Perkawinan pada masyarakat Batak Toba merupakan perkawinan antar Marga. Proses perkawinan Eksogami (perkawinan di luar kelompok Marga) menjadi ciri khas proses perkawinan masyarakat Batak Toba sehingga masyarakat Batak Toba sangat melarang keras adanya pernikahan semarga sebab pernikahan semarga (Namariboto) dianggap sebagai pernikahan sedarah (Incest). Tujuan penelitian adalah untuk mengetahui konsep pertalian darah dalam masyarakat adat Batak Toba dengan konsep pertalian darah secara umum, serta akibat hukum dari terjadinya perkawinan semarga dalam masyarakat Adat Batak Toba. Penelitian ini merupakan jenis penelitian hukum empiris yang mencakup penelitian terhadap identifikasi hukum dan penelitian terhadap efektifitas hukum. Teknik pengumpulan data yang digunakan dalam penelitian ini melalui wawancara kepada tokoh Adat Batak Toba yang ada di Surabaya, yaitu sekretaris Adat Marga Siahaan dan salah satu pengurus Marga Lumban Tobing, dan menggunakan dokumentasi data yang berupa tarombo (silsilah Marga) dalam Adat Batak Toba. Peneliti menggunakan penelitian hukum empiris untuk melihat kondisi masyarakat Adat Batak Toba secara langsung dalam hal perkawinan. Hasil penelitian menunjukkan di dalam tradisi masyarakat Adat Batak Toba, yang menjadi kesatuan adat adalah ikatan sedarah yang disebut dengan Marga. Marga tersebut berfungsi sebagai tanda adanya persaudaraan yang ada di antara mereka. Hubungan kerabat itu di dalam masyarakat Adat Batak Toba secara umum disebut dengan sistem Dalihan Na Tolu yang secara jelas harus tetap dijunjung dengan membuka hubungan kekerabatan dengan keluarga lain di luar ikatan darah yang disebabkan oleh perkawinan. Perkawinan semarga dalam Adat Batak Toba merupakan perkawinan yang tabu dalam kategori perkawinan yang dilarang. Perkawinan semarga ini jika dilakukan oleh masyarakat Adat Batak Toba, maka ia melanggar aturan adat sehingga mereka disebut Na So Maradat (orang yang tidak tahu dengan adat istiadat). Orang yang melakukan perkawinan semarga akan dihukum dengan aturan Adat Batak Toba yang berlaku sampai sekarang. Saat ini hukuman atau sanksi adat yang masih berlaku di masyarakat Batak Toba yang ada di kota Surabaya adalah tidak bolehnya mereka yang terkena hukuman adat duduk dalam acara adat, tidak boleh memberi solusi atau berbicara dalam forum adat, dan juga dalam sidang adat tidak ada lagi kedudukan bagi mereka yang menikah semarga.
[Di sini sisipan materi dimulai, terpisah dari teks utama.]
PR #4074, opened 2025-09-02
policy counters

kkourt:
See commits.

```release-note
tracingpolicy: add counters about actions performed for every policy
```

### DIFF
--- a/bpf/alignchecker/bpf_alignchecker.c
+++ b/bpf/alignchecker/bpf_alignchecker.c
@@ -7,6 +7,7 @@
 #include "lib/bpf_cred.h"
 #include "process/retprobe_map.h"
 #include "process/types/basic.h"
+#include "policy_stats.h"
 
 // event messages
 struct msg_generic_kprobe _msg_generic_kprobe;
@@ -24,3 +25,4 @@ struct event_config _event_config;
 struct tetragon_conf _tetragon_conf;
 struct cgroup_tracking_value _cgroup_tracking_value;
 struct kernel_stats _kernel_stats;
+struct policy_stats _policy_stats;
--- a/pkg/alignchecker/alignchecker.go
+++ b/pkg/alignchecker/alignchecker.go
@@ -13,6 +13,7 @@ import (
 	"github.com/cilium/tetragon/pkg/api/processapi"
 	"github.com/cilium/tetragon/pkg/api/testapi"
 	"github.com/cilium/tetragon/pkg/api/tracingapi"
+	"github.com/cilium/tetragon/pkg/policystats"
 	"github.com/cilium/tetragon/pkg/sensors/cgroup/cgrouptrackmap"
 	"github.com/cilium/tetragon/pkg/sensors/config/confmap"
 	"github.com/cilium/tetragon/pkg/sensors/exec/execvemap"
@@ -36,6 +37,9 @@ var defaultChecks = map[string][]any{
 
 	// metrics
 	"kernel_stats": {processapi.KernelStats{}},
+
+	// policy stats
+	"policy_stats": {policystats.PolicyStats{}},
 }
 
 // CheckStructAlignmentsDefault calls CheckStructAlignments with the default alignment defaultChecks.


pkg/policystats/policystats.go
```diff
@@ -0,0 +1,56 @@
...
+	PolicySignal                PolicyAction = 2
+	PolicyMonitorSignal         PolicyAction = 3
+	PolicyOverride              PolicyAction = 4
+	PolicyMonitorOverride       PolicyAction = 5
+	PolicyNotifyEnforcer        PolicyAction = 6
+	PolicyMonitorNotifyEnforcer PolicyAction = 7
+	PolicyActionsNr                          = 8
+)
+
+type PolicyStats struct {
```
tpapagian, line 34: Nit: It could make sense to compare struct policy_stats and PolicyStats in [alignchecker](https://github.com/cilium/tetragon/blob/6a6bae661e3d2fb854b4788828dcf3d89e070628/pkg/alignchecker/alignchecker.go#L38). This could help to avoid adding things and forget to update one of the structs.

bpf/lib/policy_stats.h
```diff
@@ -0,0 +1,32 @@
...
+	POLICY_MONITOR_NOTIFY_ENFORCER = 7, /* policy did not notify the enforcer because it was in monitor mode */
+	POLICY_NACTIONS_,
+};
+
+struct policy_stats {
+	u64 act_cnt[POLICY_NACTIONS_];
+};
+
+struct {
+	__uint(type, BPF_MAP_TYPE_ARRAY);
```
tpapagian, line 29: Thinking out loud: Could it make sense to user a per-cpu array instead to avoid contention with `lock_add`? Possibly not as generating events is not the common path?

tpapagian (approved):

tixxdz (approved):

pkg/policystats/policystats.go
will-isovalent: +1 this needs to be added to alignchecker imo

pkg/policystats/policystats.go
```diff
@@ -0,0 +1,56 @@
...
+)
+
+const (
+	PolicyStatsMapName = "policy_stats"
+)
+
+type PolicyAction uint8
+
+const (
+	// NB: values below should match the ones in bpf/lib/policy_conf.h
```
will-isovalent: This comment says they need to match policy_conf.h, but the actual file where they're defined is policy_stats.h

pkg/sensors/tracing/policyhandler_linux.go
```diff
@@ -71,7 +71,7 @@ func (pi *policyInfo) policyConfMap(prog *program.Program) *program.Map {
 	if pi.policyConf != nil {
 		return program.MapUserFrom(pi.policyConf)
 	}
-	pi.policyConf = program.MapBuilderPolicy("policy_conf", prog)
+	pi.policyConf = program.MapBuilderPolicy(policyconf.PolicyConfMapName, prog)
```
will-isovalent, line 85: Minor nit (not related to this line but to the commit itself). The commit has a typo in the title. `policyfonf -> policyconf`

api/v1/tetragon/sensors.proto
```diff
@@ -55,6 +55,27 @@ enum TracingPolicyMode {
...
+  uint64 monitor_override = 5;
+  // number of enforcer notifications triggered from the policy
+  uint64 notify_enforcer = 6;
+  // number of enforcer notifications that did not occur because the policy was in monitor mode
+  uint64 monitor_notify_enforcer = 7;
+}
+
+message TracingPolicyStats {
+  TracingPolicyActionCounters action_counters = 1;
+}
```
will-isovalent, line 77: Just thinking out loud here, but maybe we want a comment somewhere in the BPF header instructing developers to make sure they update protobuf in addition to the userspace map reader when adding a new action counter.

cmd/tetra/common/utils.go
```diff
@@ -70,7 +71,8 @@ func PrintTracingPolicies(output io.Writer, policies []*tetragon.TracingPolicySt
 			}
 		}
 
-		fmt.Fprintf(w, "%d\t%s\t%s\t%d\t%s\t%s\t%s\t%s\t\n",
+		counters := pol.GetStats().GetActionCounters()
```
will-isovalent, line 74: Do we need nil checks here?

pkg/policystats/policystats.go
kkourt: Added alignchecker support. Needed support for multiple types, but it wasn't too complicated.

bpf/lib/policy_stats.h
kkourt: I thought about it, but then user-space ends up being more complicated. I would leave it as a potential future optimization.

pkg/policystats/policystats.go
kkourt: Thanks, fixed.

pkg/sensors/tracing/policyhandler_linux.go
kkourt: Thanks! Fixed

api/v1/tetragon/sensors.proto
kkourt: makes sense, added.

cmd/tetra/common/utils.go
kkourt: I don't think so, because the gRPC methods handle it:
```
func (x *TracingPolicyStatus) GetStats() *TracingPolicyStats {
	if x != nil {
		return x.Stats
	}
	return nil
}
```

Kata Kunci : Hukum Adat Batak Toba, Perkawinan Adat Batak Toba, Akibat perkawinan semarga.

Abstract

Batak Toba society marriage is a marriage amongst clans. The process of exogamy marriage (marriage outside of the clans) characterizes the process of Toba Batak marriage which prevents the same-clan marriage severely because the existence of the same-clan wedding (Namariboto) is considered as blood wedding (incest). The research goal as a method to know the concept related by blood in the indigenous Batak Toba with the concepts related by blood in general, as well as the legal consequences of the occurrence of the same-clan marriage in indigenous Batak Toba. This research is an empirical legal research which includes research on the identification of the law and research on the effectiveness of the law. Data collection techniques were done by doing interviews to indigenous Batak Toba fellow that exist in Surabaya, the Secretary of Siahaan clan and one of the persons in charge of Lumban Tobing clan and using a form of data documentation of tarombo (genealogy of clan) in the indigenous Batak Toba. The researcher used empirical legal research to recognize the condition of indigenous Batak Toba directly in terms of marriage. The result of the research shows that the union of tradition of indigenous Batak Toba is assembled by the blood bond up, which is called with clan (Marga). The clan serves as a sign of the existence of the brotherhood that exists between them. Relative to the indigenous Batak Toba is generally referred to as the system of Dalihan Na Tolu that obviously should be remained by opening a kinship with other families outside of the bonds of blood marriage. Same-clan marriage in indigenous Batak Toba is a taboo and prohibited. If this kind of marriage is defied by the community, then it violates the rules of the tradition, and they are most likely called na so maradat (people who do not have customs). People who practice the same-clan marriage will be punished with the Indigenous Toba Batak rules which are authorized and applicable until now. The current punishment or sanctions of the tradition that are still valid at Batak Toba community in Surabaya are they are not allowed to sit together in a traditional event and should not give solutions or speak in indigenous forum. Besides, losing the positions in the congregation is another sanction caused by the same-clan marriage.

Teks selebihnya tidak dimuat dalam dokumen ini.